Part 1: Liability & Resource Allocation
Being part of a nonprofit board means you must be just as vigilant with the organization’s financials as you are with doing great work and fulfilling your mission.
While for-profit and nonprofit organizations run differently in terms of what KPIs to track, the accounting process needs to be run the exact same way – except with a nonprofit, you must have higher standards of reporting and internal controls.
Why? Because with a nonprofit, you’re using others’ money, and thus all funds must have a traceable origin.
Let’s go into some other important factors to be aware of for your nonprofit’s accounting:
Passion Can’t Run The System
While passion and expertise are valued in nonprofit members for the ability to motivate and drive your mission, this doesn’t mean you should give leeway on the financials!
Many nonprofit board members don’t have a financial background; in fact, a large majority are hired for their dedication to the cause, their network and ability to raise funds or volunteer efforts. However, passion for a cause can’t run the finance department.
Think of a nonprofit as if you have a board of investors, and you must let them know the status of their investments. You will be held accountable for any discrepancies or issues that may arise in the event of an audit.
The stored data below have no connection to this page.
PR #8552, opened 2020-03-17
Don't free too much before doing fast_exit

msullivan:


mypy/main.py
```diff
@@ -129,6 +128,9 @@ def flush_errors(new_messages: List[str], serious: bool) -> None:
     elif code:
         sys.exit(code)
 
+    # HACK: keep res alive so that mypyc won't free it before the hard_exit
+    res2 = res  # noqa
```
JukkaL: If mypyc would be a bit smarter, this could be optimized away. What about doing something a bit more involved like `list([res])` which likely would not get optimized away even by a clever compiler?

For example, a community service organization Executive Director may be a social worker who’s never taken an accounting class/has no accounting experience. If they’re tasked with reviewing the check register, bank reconciliations, detailed accounting reports, they are hindered from doing their job, which is to raise money, set policy and provide governance.
If a nonprofit board is stuck micromanaging, then their primary function cannot be achieved. This is why you must have a good system of internal controls, so the board isn’t stuck spending valuable time with anything other than their mission critical tasks.
You’re Personally Liable
As a board member, first and foremost, it’s paramount to know you have personal liability for the custody of the nonprofit’s assets.
This falls into 3 main categories:
- Your errors and omissions (E&O) policy: You must always be sure your E&O policy is fully paid up. At GrowthForce, we get our Executive Director to confirm our E&O policy is fully paid up when we receive the audit financial statement. It’s a good time to ask!
- Compliance: You must be both audit ready and tax ready. While this varies from state to state, many require you to get audited if you have a million dollars of revenue, or even $500,000. The 990 tax return – the one needed for nonprofits – is considered the most difficult tax return there is for small and medium-sized organizations. Why? Because the IRS wants to ensure nonprofits aren’t tax cheats. This is exactly why you must be more stringent on your financial records; you must separate your programmatic expenses from fundraising expenses, from their general and administrative (G&A), and other administrative costs.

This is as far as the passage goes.